斎藤知事、失職から再選挙へ挑む背景を心理学的に分析
兵庫県の斎藤知事が失職し、再度知事選に臨む意向を固めたニュースが注目されています。
彼の失敗に対する心理学的解説は過去に解説しておりますので、こちらをご覧ください。
通常、不信任案が可決された場合、知事には議会を解散するか、自ら辞職するかの選択肢があります。今回、斎藤知事は議会解散を選ばず、自らの失職を決断しました。その背景にはどのような心理が働いていたのでしょうか?以下では、彼の選択を心理学的な観点から解説します。
参考にした本
議会解散か失職か?—意思決定のプロセス
まず、議会における不信任案が可決されると、首長は二つの道を選ぶことができます。一つは議会を解散して民意を問うこと、もう一つは自ら辞職し、再選挙に挑むことです。議会解散を選んだ場合、解散後に再結成されても、再度不信任案が可決されれば知事は最終的に失職するリスクが残ります。

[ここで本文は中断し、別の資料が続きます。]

PR #8529, opened 2022-03-23
Add support for OnWorldRegistriesLoadedEvent

marchermans:
### New Subsystems:
- Task system
- Async Events (more on those later, the name is misleading)
- OnWorldRegistriesLoadedEvent (First example of an async event, currently gives access to IO and world Registry in one common place)

#### Task system
This system is designed to work together with executors, and event loops to create a way of processing a set of tasks in one particular place while being able to collect the tasks in another.
The system is designed to feel similar to a `ResourceReloadListener` with support for both an async phase as well as a sync phase. But has an API which is easier to understand.

The system comes with a set of configurators which can be used to configure a single task that is supposed to be executed.

Additionally the system supports barrier based splitting of the phases (if a barrier is not used, then the async and sync parts are executed immediately after each other on the relevant executor, regardless of if there are async parts of other tasks still in the queue), this splitting guarantees that first all async parts are executed on its executor, and once those are all completed the sync parts are executed on their own executor.

#### Async Events
The name is misleading here, but I could not find a better one. An async event is a normal event, fired on a normal synchronous event bus, which then has a post-processing phase which is split in an async and a sync part. This functions then similar to a `ResourceReloadListener` but as a post processing phase to the events firing. (Note if the event is cancelled, then no post-processing is supposed to be executed).

#### OnWorldRegistriesLoadedEvent 
This is the first example of the async event system at play. It is fired when the world registries have been loaded (so after there datapack information is overriden etc) but before the control is handed back to world loading. The event gives a modder access to a common place where both the world specific registries exists and are properly loaded (so Tags can be retrieved) while also the required `ResourceManager` for datapack access is available. Additionally the async post processing allows the IO to be performed asynchronously speeding up the loading of the data if a lot of mods use this endpoint.

### The test mod
The included testmod verifies that the event is properly fired and that the async post processing happens in the correct order.

### Patches:
Both `Minecraft.java` and the server `Main.java` are patched to fired the event.

### DIFF
--- a/patches/minecraft/net/minecraft/client/Minecraft.java.patch
+++ b/patches/minecraft/net/minecraft/client/Minecraft.java.patch
@@ -313,8 +313,11 @@
           return p_205187_::m_46934_;
        }, (p_210718_) -> {
           return (p_210712_, p_210713_) -> {
-@@ -1831,10 +_,10 @@
+@@ -1829,12 +_,13 @@
+                return WorldGenSettings.f_64600_.parse(dynamicops1, p_210687_);
+             });
              WorldGenSettings worldgensettings = dataresult.getOrThrow(false, Util.m_137489_("Error reading worldgen settings after loading data packs: ", f_90982_::error));
++            net.minecraftforge.event.async.ForgeAsyncEventFactories.doFireWorldRegistriesLoadedEvent(registryaccess$writable, dynamicops1, p_210712_, this, this::m_18701_);
              return Pair.of(new PrimaryLevelData(p_205187_, worldgensettings, dataresult.lifecycle()), registryaccess$writable.m_203557_());
           };
 -      }, false, Minecraft.ExperimentalDialogType.CREATE);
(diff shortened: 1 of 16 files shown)


TheCurle:
What specific advantages does this have over #8341?

marchermans:
The idea is different, that PR is focused on dealing with Biomes and their friends.

However this PR is in particular related to handling IO related to custom objects which either reference Tags or other objects from the registry, basically it is meant to replace the StaticTags access you had previously while deserializing custom objects that use tags.

In particular I previously deserialized custom recipe representations for Aequivaleo that way: ResourceLocation of item tag -> Use StaticTags to get the tag reference out.

That does not work anymore since the tags are not static anymore but need to be retrieved from the registry properly, and only completely after the tags are loaded. 
Additionally to be able to properly load the data from the correct datapacks access to the `ResourceManager` is needed, hence the "async" addition so that files can be read properly in parallel.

そのため、斎藤知事は「自分でタイミングをコントロールできる失職」という選択をしたと考えられます。この意思決定には、いくつかの心理的な要因が影響していると考えられます。
損失回避とリスク管理
損失回避(Loss Aversion)は、人間が損失を避けることに強く動機づけられる心理的な傾向です。多くの研究で示されているように、人は利益を得ることよりも損失を回避することに強く反応します。斎藤知事も、議会解散を選んだ場合の不確実な未来より、自分のタイミングでの失職を選ぶ方がリスクをコントロールしやすいと感じた可能性があります。
議会が再結成され、再度不信任決議が可決されるリスクを避けるため、最初から自ら辞職し、出直し選挙で再び民意を問うという戦略を取ったのは、損失を避けるための合理的な選択と言えるでしょう。